Según datos de la época, de los cerca de 20.000 judíos que vivían en Berdychiv en 1941, apenas 15 seguían con vida a comienzos de 1944. “Las ejecuciones masivas continuaron hasta el último día de la ocupación alemana”, señaló el académico.

El investigador también busca identificar al hombre arrodillado en la imagen. Para eso colabora con el historiador ucraniano Andrii Mahaletskyi y consulta archivos soviéticos de comunidades locales. La tarea es ardua: mientras que los deportados desde Europa occidental solían figurar en listados minuciosos, los asesinados en el este quedaron en su mayoría en el anonimato.

Matthäus destacó que “más de un millón de víctimas en la Unión Soviética ocupada aún no tienen nombre, como querían los asesinos”.

El uso de inteligencia artificial no reemplaza el trabajo humano, aclaró el historiador, pero puede abrir nuevas pistas. “No es una bala de plata, es una herramienta más”, sostuvo.

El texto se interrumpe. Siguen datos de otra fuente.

PR #308, opened 2024-11-21
util/logging.ts: Add support for logging

findgriffin:
util/logging.ts: Add LogHandler interface, LogLevel enum, and ConsoleLogHandler.

### Description

Add a log handler interface and implementation.

### Motivation and context

Following a LSE where we couldn't get reliable information from the customer side, we decided to add a logging facility to all of the drivers.

I spent a few hours surveying log library options in JavaScript/TypeScript. The conclusion that I came to is that they are either bulkier than what we need (log4js-node) or so simple that it's not worth us taking a dependency (pino), hence the strategy I adopted in this PR.

TODO: This PR does not yet actually call our log function from the request/response path, I thought the tests were failing on Monday. They appear to pass in GitHub Actions, so maybe that's a "fails on my machine" type of thing.

Unit tests?

### Change types

### Checklist:

----

### DIFF
--- a/src/client.ts
+++ b/src/client.ts
@@ -626,6 +626,7 @@ in an environmental variable named FAUNA_SECRET or pass it to the Client\
       this.#logger.debug(
         "Fauna HTTP %s Request to %s (timeout: %s), headers: %s",
         method,
+        this.#httpClient.getURL(),
         this.#clientConfiguration.endpoint.toString(),
         client_timeout_ms.toString(),
         JSON.stringify(headers),
@@ -641,7 +642,7 @@ in an environmental variable named FAUNA_SECRET or pass it to the Client\
       this.#logger.debug(
         "Fauna HTTP Response %s from %s, headers: %s",
         response.status,
-        this.#clientConfiguration.endpoint.toString(),
+        this.#httpClient.getURL(),
         JSON.stringify(response.headers),
       );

La revelación sobre Onnen es una de las imágenes más duras del Holocausto, pero también cuestiona viejos mitos. El abundante material visual y escrito enviado por soldados a sus familias demuestra que la sociedad alemana sabía de las masacres. La foto de Berdychiv, con el verdugo y su víctima frente a frente, es tan reveladora como la puerta de Auschwitz.